# TASK TO CARRY OUT:
Give the data again, word for word.

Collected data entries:

Content starts

PR #167, opened 2020-11-09
Expose local private key from ClientAPI

pipermerriam:
## What was wrong?

The Alexandria network needs access to the private key in order to sign advertisements.

## How was it fixed?

Expose it as a public property.

#### Cute Animal Picture

dogs-carrying-piano-pet-costume


pipermerriam:
Merging as this shouldn't be controversial.  Lemme know if I'm wrong

PR #168, opened 2020-11-09
More precice upper bounds on alexandria payloads

pipermerriam:
## What was wrong?

We should make sure we every byte we can in our UDP packets.

## How was it fixed?

A more precise calculation of the upper bound we can expect for packets.

#### Cute Animal Picture

Insta-Barney-mixedbreed-TheBilionaire-scasserly1

### DIFF
--- a/ddht/v5_1/alexandria/client.py
+++ b/ddht/v5_1/alexandria/client.py
@@ -29,7 +29,7 @@ from ddht.request_tracker import RequestTracker
 from ddht.subscription_manager import SubscriptionManager
 from ddht.v5_1.abc import NetworkAPI
 from ddht.v5_1.alexandria.abc import AlexandriaClientAPI
-from ddht.v5_1.alexandria.constants import ALEXANDRIA_PROTOCOL_ID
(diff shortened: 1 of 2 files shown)


ddht/v5_1/alexandria/client.py
```diff
@@ -141,7 +142,10 @@ async def _request(
         # then feed this into our local tracker, which allows us to query it
         # upon receiving an incoming TALKRESPONSE to see if the response is to
         # a message from this protocol.
-        request_id = self.network.client.request_tracker.get_free_request_id(node_id)
+        if request_id is None:
```
pipermerriam, line 145: this should get pulled out.

lithp (approved):
It'd be cool if `MAX_PAYLOAD_SIZE` was the result of some kind of computation, so that we don't need to remember to change it when the header format changes. Looks good though :+1:

pipermerriam:
I thought about computing it but I decided against it because:  1) if the bounds are too high for some reason our tests will actually fail on trying to send the datagram packets. 2) if the bounds are too low... well, then everything will work fine, just slightly less efficiently.

I figure we can come back later and squeeze out a few extra bytes if we really want to, but this is pretty close to optimal.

Content ends

# SOLUTION:
PR #167, opened 2020-11-09
Expose local private key from ClientAPI

pipermerriam:
## What was wrong?

The Alexandria network needs access to the private key in order to sign advertisements.

## How was it fixed?

Expose it as a public property.

#### Cute Animal Picture

dogs-carrying-piano-pet-costume


pipermerriam:
Merging as this shouldn't be controversial.  Lemme know if I'm wrong

PR #168, opened 2020-11-09
More precice upper bounds on alexandria payloads

pipermerriam:
## What was wrong?

We should make sure we every byte we can in our UDP packets.

## How was it fixed?

A more precise calculation of the upper bound we can expect for packets.

#### Cute Animal Picture

Insta-Barney-mixedbreed-TheBilionaire-scasserly1

### DIFF
--- a/ddht/v5_1/alexandria/client.py
+++ b/ddht/v5_1/alexandria/client.py
@@ -29,7 +29,7 @@ from ddht.request_tracker import RequestTracker
 from ddht.subscription_manager import SubscriptionManager
 from ddht.v5_1.abc import NetworkAPI
 from ddht.v5_1.alexandria.abc import AlexandriaClientAPI
-from ddht.v5_1.alexandria.constants import ALEXANDRIA_PROTOCOL_ID
(diff shortened: 1 of 2 files shown)


ddht/v5_1/alexandria/client.py
```diff
@@ -141,7 +142,10 @@ async def _request(
         # then feed this into our local tracker, which allows us to query it
         # upon receiving an incoming TALKRESPONSE to see if the response is to
         # a message from this protocol.
-        request_id = self.network.client.request_tracker.get_free_request_id(node_id)
+        if request_id is None:
```
pipermerriam, line 145: this should get pulled out.

lithp (approved):
It'd be cool if `MAX_PAYLOAD_SIZE` was the result of some kind of computation, so that we don't need to remember to change it when the header format changes. Looks good though :+1:

pipermerriam:
I thought about computing it but I decided against it because:  1) if the bounds are too high for some reason our tests will actually fail on trying to send the datagram packets. 2) if the bounds are too low... well, then everything will work fine, just slightly less efficiently.

I figure we can come back later and squeeze out a few extra bytes if we really want to, but this is pretty close to optimal.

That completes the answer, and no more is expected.